(What the exercise asks) Would you write out all of the records that follow, exactly as they stand?

***** Available records *****

PR #2828, opened 2025-02-02
frontend: OauthPopup: fixed deprecated type

DhairyaMajmudar:
## Description

Fixed deprecated type `ReactChild` to `ReactNode`

## Screenshots of tests passing 

All tests are passing correctly 

Screenshot from 2025-02-02 14-08-10

### DIFF
--- a/frontend/src/components/oidcauth/OauthPopup.tsx
+++ b/frontend/src/components/oidcauth/OauthPopup.tsx
@@ -1,5 +1,5 @@
 import Button from '@mui/material/Button';
-import React, { ReactChild } from 'react';
+import React, { ReactNode } from 'react';
 
 interface OauthPopupProps {
   width?: number;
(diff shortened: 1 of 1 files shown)


illume:
Great, thank you! 

A small nitpick about the commit message. We use more like the linux kernel way of doing commit messages. So it would star with "Fix" instead of "fixed".

`frontend: OauthPopup: Fix deprecated type`

DhairyaMajmudar:
Thank you for the review.

Sure thingy I'll make sure to follow Linux based commit styles.

skoeva (changes requested):
Looks good, but it would be nice if you could use an atomic commit. Thanks for this!

DhairyaMajmudar:
> Looks good, but it would be nice if you could use an atomic commit. Thanks for this!

Thank you for appreciation, rebased my PR with an atomic commit

skoeva (approved):

illume (approved):
👍 appreciated.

*****

(Your solution)
PR #2828, opened 2025-02-02
frontend: OauthPopup: fixed deprecated type

DhairyaMajmudar:
## Description

Fixed deprecated type `ReactChild` to `ReactNode`

## Screenshots of tests passing 

All tests are passing correctly 

Screenshot from 2025-02-02 14-08-10

### DIFF
--- a/frontend/src/components/oidcauth/OauthPopup.tsx
+++ b/frontend/src/components/oidcauth/OauthPopup.tsx
@@ -1,5 +1,5 @@
 import Button from '@mui/material/Button';
-import React, { ReactChild } from 'react';
+import React, { ReactNode } from 'react';
 
 interface OauthPopupProps {
   width?: number;
(diff shortened: 1 of 1 files shown)


illume:
Great, thank you! 

A small nitpick about the commit message. We use more like the linux kernel way of doing commit messages. So it would star with "Fix" instead of "fixed".

`frontend: OauthPopup: Fix deprecated type`

DhairyaMajmudar:
Thank you for the review.

Sure thingy I'll make sure to follow Linux based commit styles.

skoeva (changes requested):
Looks good, but it would be nice if you could use an atomic commit. Thanks for this!

DhairyaMajmudar:
> Looks good, but it would be nice if you could use an atomic commit. Thanks for this!

Thank you for appreciation, rebased my PR with an atomic commit

skoeva (approved):

illume (approved):
👍 appreciated.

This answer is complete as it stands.